Similarly, it should be noted that, for the sake of simplifying the presentation of embodiments disclosed in the present disclosure and aiding in understanding one or more embodiments of the present disclosure, various features have been sometimes combined into a single embodiment, drawing, or description. However, this manner of disclosure does not imply that the features required by the claims are more than the features mentioned in the claims. In fact, the features of the embodiments are less than all the features of the single embodiment disclosed in the foregoing disclosure.

In some embodiments, numeric values describing the composition and quantity of attributes are used in the description. It should be understood that such numeric values used for describing embodiments may be modified with qualifying terms such as “about,” “approximately” or “generally”. Unless otherwise stated, “about,” “approximately” or “generally” indicates that a variation of ±20% is permitted in the described numbers. Accordingly, in some embodiments, the numerical parameters used in the disclosure and claims are approximations, which can change depending on the desired characteristics of the individual embodiment. In some embodiments, the numerical parameters should take into account a specified number of valid digits and employ a general manner of bit retention. Although the numerical ranges and parameters used in some embodiments of the present disclosure to confirm the breadth of the range are approximations, in specific embodiments, such numerical values are set as precisely as practicable.
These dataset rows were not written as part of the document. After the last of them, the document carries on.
PR #82, opened 2016-01-06
code cleanup & better handling event listeners 

### LINKED ISSUE #27: closingReason.canceled not set correctly after closing overlay 2nd time

valdrinkoshi:
Fixes #27  by making sure `canceled` is set before updating `opened` (so that `closingReason` will be properly setup). 
Remove setting default value for booleans `canceled, withBackdrop, noAutoFocus, noCancelOnEscKey, noCancelOnOutsideClick`. 
Remove event listeners immediately after `opened` changes, and add them asynchronously if `opened = true`.
`_onCaptureKeydown` will not stop the event propagation but instead check if it is the current overlay (ensures the top one is closed)

### DIFF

With respect to each of the patents, patent applications, publications of patent applications, and other material, such as articles, books, specifications, publications, documents and the like, cited in the present disclosure, the entire contents thereof are hereby incorporated herein by reference. Application history documents that are inconsistent with the contents of the present disclosure or that create conflicts are excluded, as are documents (currently or hereafter appended to the present disclosure) that limit the broadest scope of the claims of the present disclosure. It should be noted that in the event of any inconsistency or conflict between the descriptions, definitions, and/or use of terminology in the materials appended to the present disclosure and the contents described herein, the descriptions, definitions, and/or use of terminology in the present disclosure shall prevail.

In closing, it should be understood that the embodiments described in the present disclosure are used only to illustrate the principles of the embodiments of the present disclosure. Other deformations may also fall within the scope of the present disclosure. Therefore, by way of example and not limitation, alternative configurations of the embodiments disclosed in the present disclosure may be considered consistent with the teachings of the present disclosure. Accordingly, the embodiments described in the present disclosure are not limited to the explicitly introduced and described embodiments in the present disclosure.